Action brought on 21 January 2025 – Plastic Repair System 2011 v Eismea

(Case T-32/25)

(C/2025/1889)

Language of the case: Spanish

Parties

Applicant: Plastic Repair System 2011, SL (Pamplona, Spain) (represented by: J. Azcárate Olano and E. Almarza Nantes, lawyers)

Defendant: European Innovation Council and SMEs Executive Agency

Form of order sought

The applicant claims that the General Court should:

annul the ‘confirmation letter’ and request notified by Eismea to Plastic Repair System (PRS) on 21 November 2024, together with the enclosures, on the grounds of an irregularity of notification, because it does not indicate the body before which an ‘action under Article 272 TFEU’ had to be brought or the period in which to bring that action and does not contain a calculation of that period or indicate its starting point, thereby denying the applicant its rights of defence; restore the situation existing at the time at which that irregularity of notification occurred, so that Eismea can notify the applicant appropriately, correctly indicating the appropriate remedy and information on all the other elements that must be included on notification of that document;

in the alternative, in the event that the preceding claim is rejected and that the Court examines the substance of the case: hold that PRS has complied with its contractual obligations established in the grant agreement and, specifically, with the obligations agreed in the following articles: 13.1 – ‘The beneficiary must ensure that the Agency, the Commission, the European Court of Auditors (ECA) and the European Anti-Fraud Office (OLAF) can exercise their rights under Article[s] 22 and 23 also towards its subcontractors’; and 41.1 – ‘The beneficiaries have full responsibility for implementing the action and complying with the Agreement. The beneficiaries shall be jointly and severally liable for technical implementation of the action described in Annex 1. If a beneficiary does not implement its own part of the action, the other beneficiaries shall be liable for implementation thereof (with no entitlement to additional EU funding for that item) unless the [Commission] [Agency] expressly relieves them of that obligation’;

consequently, hold that Eismea has failed to comply with the aforementioned grant agreement, by requiring PRS to reimburse part of the grant awarded and already paid, finding that the debt on which the request and debit note for EUR 69 112,43 are based is non-existent;

in the further alternative, in the event that PRS is found to have committed the non-compliance indicated in the ‘confirmation letter’ and request notified by Eismea to PRS on 21 November 2024, together with the enclosures, find that the amount of the debt claimed has been calculated incorrectly, and set the amount of that debt at EUR 62 645,88 (instead of the EUR 69 112,43 claimed, as set in the debit note).

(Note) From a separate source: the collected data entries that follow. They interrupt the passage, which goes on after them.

Issue #3773, opened 2016-09-11
[Cpprest] Generated client code does not handle arrays of primitive types, integers with min and max values, or API methods that return a file properly.


sdrichter:
##### Description

When generating a cpprest client using a YAML/JSON API specification that uses arrays made up of primitive types (in my case integers), the cpprest code generated has multiple errors with std::vector that prevent compilation. The generated code is invalid due to some errors in the mustache files for cpprest that result in invalid C++ code being generated for this case.

Another issue is that when using integers with min/max values, the generated client code attempts to set the default value of the integer to nullptr, which is invalid.

Finally, API methods that return a file object are not handled correctly in the generated client code.

##### Swagger-codegen version

2.2.1

##### Swagger declaration file content or url
https://gist.github.com/sdrichter/0e2dfd58eeadf863f303ea1359732c50

##### Command line used for generation
java -jar swagger-codegen-cli-2.2.1.jar generate -l cpprest -i "yaml\issue.yaml" -o ..\src

##### Steps to reproduce
Generate cpprest code using above yaml file and attempt to compile it as a static library in Visual Studio 2015.

##### Related issues
None

##### Suggest a Fix
I am very close to resolving these issues on my fork of swagger-codegen.

I have modified several of the mustache files for cpprest as well as the code generator java. There were logic errors in the mustache files related to the isPrimitiveType check. I will issue a pull request once I have fully tested my changed. I wanted to get the issue logged here so everyone was aware I am working on it.

wing328:
@sdrichter thanks for logging the issue and looking forward to your PR.

PR #3876, opened 2016-09-27
[Cpprest] Fixing issue #3773

sdrichter:
### PR checklist

### Description of the PR
Fixed issues noted in #3773. Verified that it fixes all 3 issues on my generated client and also the petstore sample compiles and I am able to call the methods within successfully.

This should be a non-breaking change. The interface for the calling code has not been affected.

Please use the [YAML file here](https://gist.github.com/sdrichter/0e2dfd58eeadf863f303ea1359732c50) to verify the before and after behavior of the generated client code.


wing328:
@sdrichter thanks for the PR :)

Seems like you're using tab instead of 4-space in the Java files. Do you mind replacing tab with 4-space so as to make it consistent with the rest of the generators?

sdrichter:
Done :+1:

wing328:
@sdrichter thanks. The change looks good.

Pleas in law and main arguments

In support of the action, the applicant relies on three pleas in law.

1.

First plea in law, alleging substantial defects of form on the grounds of irregularities of notification.

2.

Second plea in law, alleging failure by Eismea to comply with its contractual obligations.

3.

Third plea in law, alleging that the amount claimed by Eismea has been calculated incorrectly, according to Article 5 of the grant agreement.